In this example we have a source which looks like the following:
0011234562017-03-30AA123456BB 103.12
0021234572017-03-30AA123456BB 1243.12
0031234572017-03-31AA123456BB 43.12
0041234582017-03-31BB123456CC 13.12
And we want the Target to be:
001,123456,03-30-2017,AA123456BB,103.12
002,123457,03-30-2017-,AA123456BB,1243.12
003,123457,03-31-2017,AA123456BB,43.12
004,123458,03-31-2017,BB123456CC,13.12
(Notice that in the target, we have the date format changed)

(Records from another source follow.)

PR #108, opened 2024-12-04
intial step of adding multitarget support - adjusted BaseDataset

danielle-hausler:
# Adding Multitarget Label Support (Part 1): BaseDataset Adjustments  
This PR introduces the initial changes required to support multitarget labels, focusing on updating BaseDataset. 

### 1. **BaseDataset**  
- **Added `_preprocess_target` method:**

Then we move the “Properties” tab to set up the file location, format and other related values. In case there is a need to format the output into XML, you can use the XML Formatter.
In the above screenshot, we have already created a rule, telling it to write use the “FileCSV” adapter. When setting it up, similar to Trigger, in Rules, we set up the fields on location of the file, Column Separators (default for CSV is “,”) and other values.

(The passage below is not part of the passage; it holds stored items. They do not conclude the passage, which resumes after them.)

PR #109, opened 2025-01-15
modified logging and trainers to for multi-target

danielle-hausler:
Apologies for the large number of file changes in this PR! :( 

To expedite progress on the multi-label feature, I’m pushing this branch, which is still a work in progress. However, the training flow runs without errors, and this should give us a good starting point for review.

Note that some files have minimal changes: 
* config files that were changed (label_type parameter was added) 
-> `soundbay/conf/data/defaults.yaml` 
-> `soundbay/conf/data/multi_label.yaml`  
We might want to set a default value to the label_type for backward compatibility (so we might need a small change in the data.py file) 

* BCEloss was added to: 
-> `soundbay/conf_dict.py` 
-> soundbay/train.py

More important changes: 
-> in `soundbay/data.py` instead of evaluating the label column we have a config parameter that sets it's type. 
-> the metrics calculation in the logger were moved to `soundbay/utils/metrics.py` 
-> the probabilities post processing calculation was moved to  `soundbay/utils/post_process.py` 

Here the next things that should be done: 
### small things: 
1.~~add to `soundbay/utils/conf_validator.py` a validation of the type of the label column and make sure it matches `label_type`.~~ on a second thought we have assertions inside the data class that already do this. 
2. ~~maybe give a default value to `label_type`.~~
3. ~~allow passing the `th` argument in `post_process_predictions` from external inputs.~~
4.~~enable WandB curves for multi-target scenarios (currently disabled).~~ unfortunately WandB curve functions do not support this (the shape of the target value should be N, while the shape of the probabilities array should be (N, C). 
5. ~~modify inference: `predict_proba` should use sigmoid for label_type='multi_label' and softmax for 'single_label'.~~
6.~~add a model conf file with BCEloss for multi target.~~

### more work consuming changes: 
7. dataset creation: Write a function to handle overlapping time intervals.
given a sequence of intervals [i1=[t0,t1], i2=[t2,t3], i3=[t4,t5]], return for each interval the elements it overlaps with, e.g.:
[[i1], [i2,i3], [i2,i3]] or [[1,0,0], [0,1,1], [0,1,1]].
8. Tests

### Update 26.1 
- for backward compatibility i used .get for the new config args with the previous value as default value. 
- the additional files that were added in the last commit are the inference files.


soundbay/trainers.py
```diff
@@ -113,18 +118,23 @@ def train_epoch(self, epoch):
 
             # estimate and calc losses
             estimated_label = self.model(audio)
+            if self.label_type == 'multi_label':
```
shaing10, line 121: why the if statement? doesn't this `as_type` fit and can benefit all modes?

soundbay/trainers.py
```diff
@@ -113,18 +118,23 @@ def train_epoch(self, epoch):
...
+                label = label.type_as(estimated_label)
             loss = self.criterion(estimated_label, label)
             loss.backward()
             self.optimizer.step()
 
+            # process the logit predictions:
+            predicted_proba, predicted_label = post_process_predictions(estimated_label.data, self.label_type, self.proba_threshold)
```
shaing10, line 128: does `estimated_label` always have `data` attribute? maybe this line (128) should be wrapped with if statement for multilabel mode only?

soundbay/trainers.py
```diff
@@ -152,15 +162,20 @@ def eval_epoch(self, epoch: int, datatset_name: str = None):
 
                 # estimate and calc losses
                 estimated_label = self.model(audio)
+                if self.label_type == 'multi_label':
+                    label = label.type_as(estimated_label)
                 loss = self.criterion(estimated_label, label)
 
+                # process the logit predictions:
+                predicted_proba, predicted_label = post_process_predictions(estimated_label.data, self.label_type, self.proba_threshold)
```
shaing10, line 170: same as previous comment

soundbay/utils/post_process.py
```diff
@@ -0,0 +1,18 @@
+import torch
+
+
+def post_process_predictions(preds: torch.Tensor, label_type: str, th: float = None) -> tuple:
+    """
+    Post-process the predictions to probabilities
+    """
+    if th is None:
```
shaing10, line 8: non-significant-comment - you can set the default value in the signature as 0.5 and remove lines 8-9 if you'd like, i think it'll be the same

soundbay/utils/logging.py
```diff
@@ -135,7 +140,7 @@ def calc_metrics(self, epoch: int, mode: str = 'train', label_names: Optional[Li
                 self.log_writer.log({f'Call Metrics {mode}/{metric}_{label_names[class_id]}':
                                     self.metrics_dict['calls'][class_id][metric]}, step=epoch)
 
-        if not self.debug_mode:
+        if (not self.debug_mode) and isinstance(self.label_list[0], int) == 1:
```
shaing10, line 143: can you explicitly define what this condition means?
```
cond-with-meaningful-name = isinstance(self.label_list[0], int) == 1 # is the "==1" redundant?
if (not self.debug_mode) and cond-with-meaningful-name: 
...
```
if i get it right, `label_list` can be list of ints or list of numpy arrays, for mode "single" and mode "multi" respectively, and here we basically verify the mode?   if it's the case, maybe it'll be clearer to pass the label_mode explicitly

soundbay/utils/metrics.py
shaing10, line 1: really like this change! I think the metrics deserve a class, and not just a function in the logger. but, since it's a big change, i wonder how we can verify it. the previous code used to update attributes over time, and with the new design we instantiate the `MetricsCalculator` everytime w/o sharing info between instances. does it work the same as before? how?

shaing10 (commented):
loved it! left some comments inline.
I haven't approved yet since i know you small new changes you'd like to add

soundbay/conf/data/defaults_inference.yaml
```diff
@@ -3,6 +3,7 @@ data:
   batch_size: 64
   num_workers: 10
   data_sample_rate: 44100
+  proba_norm_func: 'softmax'
```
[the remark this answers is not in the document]
danielle-hausler: good idea :) since the training config contains the argument 'label_type' i've set the `proba_norm_func` according to `ckpt_args.data.label_type`

soundbay/inference.py
```diff
@@ -49,8 +52,13 @@ def predict_proba(model: torch.nn.Module, data_loader: DataLoader,
                     return predicted_probability[:, selected_class_idx]
                 else:
                     raise ValueError(f'selected class index {selected_class_idx} not in output dimensions')
-        softmax_activation = softmax(all_predictions, 1)
-        return softmax_activation
+        if proba_norm_func == 'softmax':
+            proba = softmax(all_predictions, 1)
+        elif proba_norm_func == 'sigmoid':
+            proba = expit(all_predictions)
```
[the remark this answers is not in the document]
danielle-hausler: since we use softmax from scipy.special, i used the same package.

soundbay/conf/data/defaults_inference.yaml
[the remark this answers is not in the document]
danielle-hausler: wait, i'm not sure this is a good idea
i think we should allow some flexibility and let the user choose the normalization function, otherwise my previous trained models will not work since they are old and their config do not contain "label_type".

soundbay/trainers.py
danielle-hausler: nope unfortunately this is an annoying issue with torch types and the loss functions..

soundbay/utils/metrics.py
danielle-hausler: `MetricsCalculator` is a new class for metrics calculation, and the logger instantiate the `MetricsCalculator` and updates and logs the metrics over time, so it works as before :)

soundbay/conf/data/defaults_inference.yaml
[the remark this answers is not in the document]
shaing10: I think that models that have trained with one norm function would not perform well with different one... but, I agree that backward compatibility makes it more problematic in the transition time.
I suggest to have the pointer pushed to the default config, and each user will still have the option to overwrite it if s/he wants. IMO it's better to get an error that will make you aware of a mismatch or missing param, than to silently inference with the wrong function and try to understand why the results are worse than what you've seen during training time...
but I see the drawbacks too. I count on your judgement, whatever you decide

shaing10 (approved):
@danielle-hausler you are the best! I left some additional comments regarding the new function, but they are all nice-to-have.
I felt like having a deja-vu though; haven't you pushed something similar in the past? a few months ago? not in the context of multilabel, but in the context of identifying and processing overlapping. if we have, maybe it's worth considering to extract the overlapping logic into a standalone code (function i guess) if possible and reuse it in both places.

Thanks!

soundbay/utils/metadata_processing.py
```diff
@@ -254,3 +255,55 @@ def bg_from_non_overlap_calls(df: pd.DataFrame):
...
+        1    [0, 1]
+        2    [1, 0]
+    """
+    Interval = namedtuple('Interval', ['start', 'end', 'label'])
+    n_classes = df["label"].nunique() - (noise_class_value in df["label"].unique())
+    overlaps = {idx: [0] * n_classes for idx in df.index}
+    reference_intervals = {}
+
+    # Process intervals in chronological order
+    for idx, row in df.query('label != 0').sort_values('begin_time').iterrows():
```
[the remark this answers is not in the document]
danielle-hausler: oops, the 0 should not be there i'll fix that !

soundbay/utils/metadata_processing.py
```diff
@@ -254,3 +255,55 @@ def bg_from_non_overlap_calls(df: pd.DataFrame):
...
+        >>> start_times = np.random.uniform(0, 10, 3)
+        >>> end_times = start_times + 1
+        >>> labels = np.random.choice([1,2], 3)
+        >>> df = pd.DataFrame({'begin_time': start_times, 'end_time': end_times, 'label': labels})
+        >>> df
+                begin_time	end_time	label
+            0	4.051811	5.051811	2
+            1	8.789995	9.789995	2
+            2	5.861857	6.861857	1
+    >>> multi_target_from_time_intervals_df(df, min_overlap_threshold=0.5, noise_class_value=0)
```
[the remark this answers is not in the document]
danielle-hausler: yep its just a quick example i created to show how the output looks like, but i can modify one of the values to make it overlap :)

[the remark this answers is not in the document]
danielle-hausler: regarding the overlapping logic, you are right i should extract it into a separate function.

soundbay/conf/data/defaults_inference.yaml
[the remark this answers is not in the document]
danielle-hausler: i think i can replace` args.data.get('proba_norm_func', 'softmax')` with a default value that is based on `label_type`.

soundbay/utils/metadata_processing.py
```diff
@@ -254,3 +255,55 @@ def bg_from_non_overlap_calls(df: pd.DataFrame):
     bg_df = pd.concat(bg_calls)
     bg_df['label'] = 0
     return pd.concat([bg_df, df], ignore_index=True)
+
+
+def multi_target_from_time_intervals_df(df, min_overlap_threshold: float = 0.0, noise_class_value: int = 0) -> pd.Series:
```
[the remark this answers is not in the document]
shaing10: so maybe we should publish your notebook or a simpler version of it, to have an example of how to run with this new mode. in the future :)

soundbay/utils/metadata_processing.py
```diff
@@ -273,21 +306,24 @@ def multi_target_from_time_intervals_df(df, min_overlap_threshold: float = 0.0,
         >>> df = pd.DataFrame({'begin_time': start_times, 'end_time': end_times, 'label': labels})
         >>> df
                 begin_time	end_time	label
-            0	4.051811	5.051811	2
+            0	4.051811	6.051811	2
             1	8.789995	9.789995	2
             2	5.861857	6.861857	1
-    >>> multi_target_from_time_intervals_df(df, min_overlap_threshold=0.5, noise_class_value=0)
-        0    [0, 1]
+    >>> multi_target_from_time_intervals_df(df, overlap_threshold_pct=0.5, noise_class_value=0)
```
shaing10, line 312: i thought I understood but this example now confuses me: the overlapping between [4.05...-6.05...] and [5.8..-6.8..] is 0.25  absolutely and ~0.2 relatively which is lower than the th 0.5, so why both labels present for the section?

danielle-hausler: sorry it should be overlap_threshold_pct=0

Finally we perform data mapping:
Lets walk through the mapping
-
- VALIDATE ROW: a “true” value tells the engine to process every row
-
- (file): since its flat structure, we will not loop around any children for each row. This is useful when you have XML with multiple hierarchies
-
- Customer_Number: takes the ROW from 19th character to 29th (19 +10) using the MID function
-
- Invoice, Record_ID_hearder: similar to Cusotmer_Number, we use MID function to get characters from the row
-
- Invoice_Totol_Amount: here if you notice in the source data that there were some empty fields before the number since there was left space padding applied to those numbers. When pushing it to CSV, we have to TRIM (function) it.
-
- Invoice_Date: here we have transformed the Date from yyyy-MM-dd (example – 2017-03-30) to MM-dd-yyyy (which will make it 03-30-2017)
DATE ( MID(VALUE(“ROW”),9,10), “yyyy-MM-dd”,”MM-dd-yyyy”)
MID(VALUE(“ROW”),9,10) – Extract value from the source ROW
DATE ( …, “yyyy-MM-dd”,”MM-dd-yyyy”) – Transforms one date format to the other date format.
- Invoice_Date: here we have transformed the Date from yyyy-MM-dd (example – 2017-03-30) to MM-dd-yyyy (which will make it 03-30-2017)
- processdate: an easy way to format current time. As you can see that we can easily incorporate Java code within our transformations
Converting into XML
Now lets look at how to convert it into XML:
-
- First make sure you have a connector with top level fields defined (see above for FileXML)
-
- Within the rule, go to Properties section and just change Format to XML
- You can reuse the same mapping as that of CSV as above
When you now run the integration, you will have the XML get generated as the following:
<row>
<Record_ID_Header>001</Record_ID_Header>
<Invoice>123456</Invoice>
<Invoice_Date>03-30-2017</Invoice_Date>
<Customer_Number>AA123456BB</Customer_Number>
<Invoice_Total_Amount>103.12</Invoice_Total_Amount>
<processdate>04-27-2017</processdate>
…
</row>
Hope this gives you a glimpse of using DBSync to process flat files. This is a quite common use case when exporting / importing files from Mainframes or legacy applications.
In the next blog we will discuss moving these files between storage and other CRM and ERP applications like Salesforce, NetSuite, Microsoft Dynamics 365, popular databases and more.